Further, Hilburn shows that the first two decades of Cash’s marriage to June Carter of the Carter Family, a country music dynasty, weren’t always a bed of roses, either. The book flags up allegations that Johnny had affairs with June’s sister Anita and country singer Jan Howard, among others. And when a drugged-up Cash crashes June’s Cadillac, breaking his nose and knocking out four of his teeth in the process, we gain further insight into the chaos and carnage that often littered his personal life.
By page 434 of Hilburn’s book, we’ve only reached 1975, but Cash, then 43, already had good reason to be tired. He had 50 albums, a divorce, years of drug abuse and some 1,800 concerts behind him. When June bears him a son, John Carter, he gets clean for a while, regains his “family man” status in the eyes of the media, then relapses.

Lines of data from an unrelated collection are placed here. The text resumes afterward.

PR #307, opened 2022-08-31
Closes #304

### LINKED ISSUE #304: `NextBestTDsamples` Rules class cleanup.

To do:

- [x] Revise documentation
  - [x] Replace `##'` by `#'`
  - [x] Add to `pkgdown.yml`
- [x] Add unit tests
  - [x] For classes:
  - [x] For functions: as usual
- [x] Refactor as needed
  - [x] Remove `keywords` tags
  - [x] For classes:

Soon come the wilderness years, writer’s block and the extended career nadir that saw Cash release the 1984 novelty single, The Chicken in Black.
Even when he’s dropped by Columbia Records, however, there are those who keep the faith on the strength of his past glories. When the Mercury Records executive Steve Popovich gets flak from a music convention attendee who says Cash is a has-been, his retort is unequivocal: “I’ve got news for you, young man. If Johnny Cash is over, country music is over.”
Ultimately, what gives Hilburn’s book power and gets us rooting for Johnny again is the profound personal, then musical, redemption that begins in the late 1980s, then crystallises in the 1990s.
It’s after Cash’s heart surgery in 1988, Hilburn writes, that the singer’s troublesome libido begins to wane. This makes the new love and devotion he feels for June easier to honour, and a simple gratitude that he is still alive also fires a determination to be a better father. He is fully reconciled with his five children and they forgive him.
In 1993, the Midas-touch producer Rick Rubin seeks out Cash to make the first of five masterful and moving albums that he hopes will be “a direct transmission from [Cash’s] heart”. The emotional honesty and stripped-down arrangements of the critically lauded American Recordings quickly becomes the template for veteran artists seeking a year-zero rebirth, and Cash and Rubin create his best-selling album in more than two decades.
The book’s closing chapters are almost unbearably sad. “I’m coming baby.” says Cash, standing at June’s grave, his sight failing and his own body much weakened by bouts of pneumonia. When he dies four months later on September 12, 2003, aged 71, they are reunited.
Hilburn’s epilogue quotes from a tribute to Cash that Bob Dylan wrote for Rolling Stone that October: “If we want to know what it means to be mortal, we need look no further than The Man In Black.” As Hilburn knows, Dylan hit the nail on the head. Cash’s tremendous charisma and talent were never in doubt, but it was his very human failings that allowed so many fans to feel as though they knew him.
James McNair writes for Mojo magazine and The Independent.